The phenomenon disproportionately affects lower-income people across the nation, but especially in tech-dominant cities like San Francisco and Seattle. A 2015 Zillow study found lower-income workers in San Francisco typically have longer commutes than higher-income workers. The trend arose over the last 10 years and "indicates a rapid deterioration in housing affordability for low-income workers" near the city center.

People aren't just moving to the suburbs of San Francisco — they're moving out of the Bay Area altogether, to cities with more affordable housing that are still reasonably close to the employment hub.

In recent years, researchers have begun noticing an odd trend in California migration patterns: The populations of inland counties are growing faster than that of urban coastal counties.

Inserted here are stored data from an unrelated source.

PR #190, opened 2023-07-25
fix: Polygon tool - Services 

alainajaffer:
a user shouldn't be able to use both the polygon shape and the services drop down at the same time
services/stops should be cleared when a polygon is drawn
when a service is selected from the dropdown and a polygon had already been drawn prior but not selected the selected services stops will be selected not the polygon's stops

### DIFF
--- a/site/components/map/ServicesMap.tsx
+++ b/site/components/map/ServicesMap.tsx
@@ -261,7 +261,7 @@ const Map = ({
 
                 const servicesToAdd = servicesInPolygon
                     .filter((service) =>
-                    service.stops.filter((stop) => markerData.map((marker) => marker.atcoCode).includes(stop))
+                        service.stops.filter((stop) => markerData.map((marker) => marker.atcoCode).includes(stop)),
                     )
                     .map((service) => serviceSchema.parse(service));
 
--- a/site/components/map/ServicesMap.tsx
+++ b/site/components/map/ServicesMap.tsx
@@ -181,6 +181,8 @@ const Map = ({
 
                 if (stopsData) {
                     setMarkerData(stopsData);
+                    setSelectedServices([]);
+                    clearServicesAndStops();
                 } else {
                     setMarkerData([]);
                 }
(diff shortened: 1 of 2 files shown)


site/components/map/ServicesMap.tsx
```diff
@@ -222,120 +224,129 @@ const Map = ({
         setPopupInfo({});
     }, []);
 
-    const selectAllStops = async (evt: SyntheticEvent) => {
-        evt.preventDefault();
+    const addSelectedStopsAndServices = async (includeMarkerData?: boolean) => {
```
DeannaSharma, line 227: If I use the polygon tool first and then I select a service, the polygon tool remains. Is this the intended functionality or should the polygon tool be cleared?

See screen recording below:
https://github.com/Department-for-Transport-Disruptions/create-disruptions-data/assets/83244002/1d0714bf-650e-4c0d-8700-130450357814

site/components/map/ServicesMap.tsx
```diff
@@ -222,120 +224,129 @@ const Map = ({
...
+                              return {
+                                  ...marker,
+                                  serviceIds: services.length > 0 ? services.map((s) => s.id) : undefined,
+                              };
+                          })
+                    : [];
+
+                const servicesToAdd = servicesInPolygon
+                    .filter((service) =>
+                        service.stops.filter((stop) => {
```
DeannaSharma, line 264: because .includes returns a true or false value we don't need the if statement

`service.stops.filter((stop) => markerData.map((marker) => marker.atcoCode).includes(stop))`

site/components/map/ServicesMap.tsx
```diff
@@ -222,120 +224,129 @@ const Map = ({
...
+                          .map((marker) => {
+                              const services = servicesInPolygon.filter((service) =>
+                                  service.stops.includes(marker.atcoCode),
+                              );
+                              return {
+                                  ...marker,
+                                  serviceIds: services.length > 0 ? services.map((s) => s.id) : undefined,
+                              };
+                          })
+                    : [];
```
DeannaSharma, line 260: The servicesMap function is getting pretty significant, it might be best to break it out while we're at this stage 
and introduce some unit tests to as much of the new business logic if possible, if we can break out little sections it'll make it more readable and the tests will give us confidence that this area of the code is working as expected (for future devs as much as for us!)

i.e. breaking out the functionality here into a `getMarkerDataInAService` function and unit testing that separately.

```
const markerDataInAService = includeMarkerData ? getMarkerDataInAService(markerData, servicesStopsInPolygon, servicesInPolygon) : []

function getMarkerDataInAService(markerData, servicesStopsInPolygon, servicesInPolygon) {
    return markerData
        .filter((marker) => servicesStopsInPolygon.includes(marker.atcoCode))
        .map((marker) => {
            const services = servicesInPolygon.filter((service) =>
                service.stops.includes(marker.atcoCode),
            );
            return {
                ...marker,
                serviceIds: services.length > 0 ? services.map((s) => s.id) : undefined,
            };
        })
}
```

DeannaSharma (changes requested):

site/components/map/ServicesMap.tsx
alainajaffer: intended it just shouldn't select stops from the polygon and it should select those in that service

site/components/map/ServicesMap.tsx
alainajaffer: done the refactoring for this - anything I should be specifically testing?

DeannaSharma: Awesome, I would create a unit test for getMarkerDataInAService and test all the possible paths i.e.

```
describe('getMarkerDataInAService', () => {
  it('should return an empty array if markerData is an empty array', () => {})
  it('should return an empty array if no matching atcoCode is found within serviceStopsInPolygon', () => {})
  it('should return an array of markers with undefined serviceIds if a matching atcoCode is found in serviceStopsInPolygon but is not found in serviceInPolygon', () => {})
  it('should return markerData within a given service if atcoCode is found in serviceStopsInPolygon and serviceInPolygon', () => {})
})
```

Hope that makes sense but give me a shout if you want to go through it together!

alainajaffer: done

DeannaSharma (approved):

Phuong Nguyen, a research specialist at the California Department of Finance, began noticing the influx of Californians to inland regions, like San Joaquin and Sacramento, around 2014.

"We were surprised at that," Nguyen said. California's coastal regions have historically drawn in-state migrants who leave their provincial hometowns in search of employment opportunity and urban environments.

The Department of Finance continued tracking the data into 2016 and 2017 and discovered the growth of California regions located further from the Pacific Ocean persisted. Nguyen expects the trend to continue in coming years.

It's a development that runs counter to the long-held narrative of small-town folks picking up and moving to their state's hubs of culture and commerce. Californians are still doing that – San Francisco's population grew just under a percentage point in 2017, per new Department of Finance data – but they may not like what they're finding.

Long commutes create problems for everyone – even those who live reasonably close to their offices. The San Francisco-Bay Area has one of the nastiest commutes in the country, according to a 2017 study by INRIX.

The study estimated that idling in traffic cost individual drivers $2,250 and San Francisco $10.6 billion in 2017. (INRIX found these figure by calculating the direct and indirect costs from the traffic jams: "Direct costs relate to the value of fuel and time wasted, and indirect costs refer to freight and business fees from company vehicles idling in traffic, which are passed on to households through higher prices.")

Fed up with the startling condition of Bay Area roads, some people are deciding to leave the region altogether. A 2017 poll by the Bay Area Council found 40 percent of current Bay Area residents are considering leaving in the next few years, with the region's housing woes, cost of living and traffic cited as the predominant factors inciting residents' discontent.